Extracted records

PR #607, opened 2019-08-16
[fix] ignore chromium arg

panaC:
https://github.com/readium/readium-desktop/issues/547#issuecomment-520785137

https://electronjs.org/docs/api/chrome-command-line-switches

### DIFF
--- a/src/main/cli/process.ts
+++ b/src/main/cli/process.ts
@@ -138,7 +138,15 @@ export function cli(mainFct: () => void) {
                     });
                 }
             },
-        )
+    )
         .help()
-        .parse((_PACKAGING === "0") ? process.argv.slice(2) : process.argv.slice(1));
+        .parse(process.argv
+            .filter((arg) => knownOption(arg) || !arg.startsWith("--"))
+            .slice((_PACKAGING === "0") ? 2 : 1));
 }
+
+// arrow function to filter declared option in yargs
+const knownOption = (str: string) => [
+    "--help",
+    "--version",
+].includes(str);
--- a/src/main/cli/process.ts
+++ b/src/main/cli/process.ts
@@ -31,10 +31,10 @@ export function cli(mainFct: () => void) {
                     describe: "title opds feed",
                     type: "string",
                 })
-                    .positional("url", {
-                        describe: "url opds feed",
-                        type: "string",
-                    })
+                .positional("url", {
+                    describe: "url opds feed",
+                    type: "string",
+                })
             ,
             (argv) => {
                 const promise = cliOpds(argv.title, argv.url);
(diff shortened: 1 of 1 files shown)


src/main/cli/process.ts
```diff
@@ -140,5 +140,19 @@ export function cli(mainFct: () => void) {
...
-        .parse((_PACKAGING === "0") ? process.argv.slice(2) : process.argv.slice(1));
+        .parse(cliParse());
+}
+
+function cliParse() {
+    process.argv.shift();
+
+    let findIdx = 0;
+    while (process.argv[findIdx++].startsWith("--")) {
+        process.argv.shift();
```
danielweck: I do not think this code achieves the desired result. Test case:
```
node -e "const arr = ['--first', '--second', 'param1', 'param2', '--third', '--fourth']; let findIdx = 0; while (arr[findIdx++].startsWith('--')) { arr.shift(); } console.log(JSON.stringify(arr));"
```
=>
```
["--second","param1","param2","--third","--fourth"]
```

To make things simple, I think that the Electron/Chromium-injected `argv` parameters (which can occur anywhere in the CLI sequence of parameters, not just at the start) should be preserved, and we should just ignore them in the CLI processing (unrecognised by the Yargs schema => ignore).

panaC: I see, But how to do that ? 

yargs parse : --help and --version
Should we filter only help and version option and ignore all '--' option ?

danielweck: If I am not mistaken, Yargs is just a convenient wrapper around 'argv' which effectively allows us to define (in a declarative manner) a whitelist of parameters, as well as a catch-all fallback procedure for unrecognised params (in our case, we filter-in EPUB paths). So I think we should be able to filter-out any non-recognized params (i.e. outside of the declared whitelist) in Yargs' fallback / catch-all callback?

panaC: I just saw your message, I propose a new fix
What do you think ?

panaC: I tested my code on linux

src/main/cli/process.ts
```diff
@@ -140,5 +140,24 @@ export function cli(mainFct: () => void) {
...
+
+// arrow function to filter known option in CLI
+const knownOption = (str: string) => [
+    "--help",
+    "--version",
+].includes(str);
+
+function cliParse() {
+    // ./electron main.js --my-argument
+    process.argv.shift();
```
danielweck: I would strongly suggest **not** mutating the `process.argv` array.
For example:
```
return process.argv.slice((_PACKAGING === "0") ? 2 : 1).filter((arg) => arg === "--help" || arg === "--version" || !arg.startsWith("--"));
```

danielweck: Actually, I had a look at my old comment ( https://github.com/readium/readium-desktop/issues/547#issuecomment-520785137 ) and it reminded me that parameters can be injected first rather than last!
So, we need to filter first, then slice. Example code:
```
return process.argv.filter((arg) => arg === "--help" || arg === "--version" || !arg.startsWith("--")).slice((_PACKAGING === "0") ? 2 : 1);
```

panaC: done https://github.com/readium/readium-desktop/pull/607/commits/a8f78c2ad87bacdd075de43bee237a8635598ee5

Issue #491, opened 2019-07-29
library view, publication without cover image => long title overflow


danielweck:
![ThoriumCoverImageTitleOverflow](https://user-images.githubusercontent.com/625201/62068041-2412e000-b22d-11e9-9557-847ce59c4f1f.png)

Scarsniik:
fixed by #619

Issue #409, opened 2019-07-11
migrate styles.ts and inline styles to CSS stylesheets ?


danielweck:
https://github.com/readium/readium-desktop/blob/develop/src/renderer/components/styles.ts

vs.

https://github.com/readium/readium-desktop/tree/develop/src/renderer/assets/styles

danielweck:
Related: https://github.com/readium/readium-desktop/issues/410

danielweck:
There is also inline CSS, for example `backgroundColor` here:
https://github.com/readium/readium-desktop/blob/3bab0fd6d84ce1006e155a2885f1d93259586240/src/renderer/components/reader/ReaderHeader.tsx#L84-L91
https://github.com/readium/readium-desktop/blob/3bab0fd6d84ce1006e155a2885f1d93259586240/src/renderer/components/reader/ReaderHeader.tsx#L134-L137

PR #619, opened 2019-08-19
fix the fake cover overflow for long title or author list

Scarsniik:


Scarsniik:
fix #491

src/renderer/components/publication/Cover.tsx
```diff
@@ -27,15 +27,6 @@ export default class Cover extends React.Component<ICoverProps, null> {
 
         if (this.props.publication.cover == null) {
             let authors = "";
-            const bodyCSS = Object.assign({}, Styles.BookCover.body);
-            let colors = this.props.publication.customCover;
```
danielweck: If I am not mistaken, in this PR `publication.customCover` becomes an unused feature.
I suggest to:
1) Either - reinstate support for `publication.customCover`.
2) Or - eliminate dead code, such as (but not limited to):
https://github.com/readium/readium-desktop/blob/cd3997f902be46d4299dc97e0f3ccbdd09fbe69c/src/common/models/custom-cover.ts#L8-L26
https://github.com/readium/readium-desktop/blob/cd3997f902be46d4299dc97e0f3ccbdd09fbe69c/src/main/services/catalog.ts#L332-L339

The latter option has repercussions on the database schema. I do not know the technical details well-enough to assess whether or not this would introduce risks of regression bugs (i.e. handling existing database storage with different schema / parsing rules).

src/renderer/components/styles.ts
```diff
@@ -1,298 +0,0 @@
...
-import { relative } from "path";
-
-const auto: "auto" = "auto";
-const fixed: "fixed" = "fixed";
-const hidden: "hidden" = "hidden";
-const absolute: "absolute" = "absolute";
-const column: "column" = "column";
-const wrap: "wrap" = "wrap";
-
-export const Styles = {
```
danielweck: Note that the removal of `src/renderer/components/styles.ts` partially addresses issue: https://github.com/readium/readium-desktop/issues/409
(we might want to file a separate issue to address "inline styles")

src/renderer/assets/styles/publication.css
```diff
@@ -164,3 +164,39 @@
...
     }
 }
+
+.cover {
+    height: 100%;
+    width: 100%;
+    text-align: center;
+    box-sizing: border-box;
+    padding: 5%;
+    background-image: linear-gradient(#d18e4b, #7c4c1c);
```
danielweck: Suggestion: use CSS variables in `background-image: linear-gradient(#d18e4b, #7c4c1c);`, so that randomly-generated colour schemes can be used (see my comment about `publication.customCover` deprecation).

src/renderer/components/publication/Cover.tsx
```diff
@@ -44,16 +35,24 @@ export default class Cover extends React.Component<ICoverProps, null> {
                 }
                 authors += this.translator.translateContentField(newAuthor);
             }
+            let colors = this.props.publication.customCover;
+            if (colors === undefined) {
+                colors = {
+                    topColor: "#d18e4b",
+                    bottomColor: "#7c4c1c",
+                };
```
danielweck: Instead of hard-coding the CSS colour strings here, would it be possible to reference them from the existing `common/models/custom-cover.ts` file?
https://github.com/readium/readium-desktop/blob/cd3997f902be46d4299dc97e0f3ccbdd09fbe69c/src/common/models/custom-cover.ts#L13-L26

Once centralized, these hard-coded CSS styles will be easier to refactor / extract into proper CSS variables (or any other applicable technique), see related issue https://github.com/readium/readium-desktop/issues/409

llemeurfr:
Just a comment: as we need to publish our V1.0 very soon, it is important to separate enhancements from fixes. If making the CSS more flexible take more than 5 mn, I prefer having a new issue open in the backlog.

danielweck:
Noted, Laurent.

src/renderer/components/publication/Cover.tsx
```diff
@@ -44,16 +37,21 @@ export default class Cover extends React.Component<ICoverProps, null> {
                 }
                 authors += this.translator.translateContentField(newAuthor);
             }
+            let colors = this.props.publication.customCover;
+            if (colors === undefined) {
```
danielweck: I will merge this PR as-is, because at the moment the following bug does not exist: but, there is a potential fatal bug here (crash) when `this.props.publication.customCover` is `null` (because `colors === undefined` will not match), resulting in `colors` remaining `null`, and the rest of the code crashing. This could be detected if `strictNullChecks` was enabled in the TypeScript compiler settings (see my WIP PR), but unfortunately this would currently break a huge amount of Thorium code, so we have to accept some degree of uncertainty (no static checks), and/or rely on unit-tests, and programmer's awareness (thus why I am bringing this up here).

danielweck: I created a separate issue to track this project-wide problem. https://github.com/readium/readium-desktop/issues/634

What is required
Starting from the line that contains "Once centralized, these", reproduce each line of the data exactly through the last one.

Written response
Once centralized, these hard-coded CSS styles will be easier to refactor / extract into proper CSS variables (or any other applicable technique), see related issue https://github.com/readium/readium-desktop/issues/409

llemeurfr:
Just a comment: as we need to publish our V1.0 very soon, it is important to separate enhancements from fixes. If making the CSS more flexible take more than 5 mn, I prefer having a new issue open in the backlog.

danielweck:
Noted, Laurent.

src/renderer/components/publication/Cover.tsx
```diff
@@ -44,16 +37,21 @@ export default class Cover extends React.Component<ICoverProps, null> {
                 }
                 authors += this.translator.translateContentField(newAuthor);
             }
+            let colors = this.props.publication.customCover;
+            if (colors === undefined) {
```
danielweck: I will merge this PR as-is, because at the moment the following bug does not exist: but, there is a potential fatal bug here (crash) when `this.props.publication.customCover` is `null` (because `colors === undefined` will not match), resulting in `colors` remaining `null`, and the rest of the code crashing. This could be detected if `strictNullChecks` was enabled in the TypeScript compiler settings (see my WIP PR), but unfortunately this would currently break a huge amount of Thorium code, so we have to accept some degree of uncertainty (no static checks), and/or rely on unit-tests, and programmer's awareness (thus why I am bringing this up here).

danielweck: I created a separate issue to track this project-wide problem. https://github.com/readium/readium-desktop/issues/634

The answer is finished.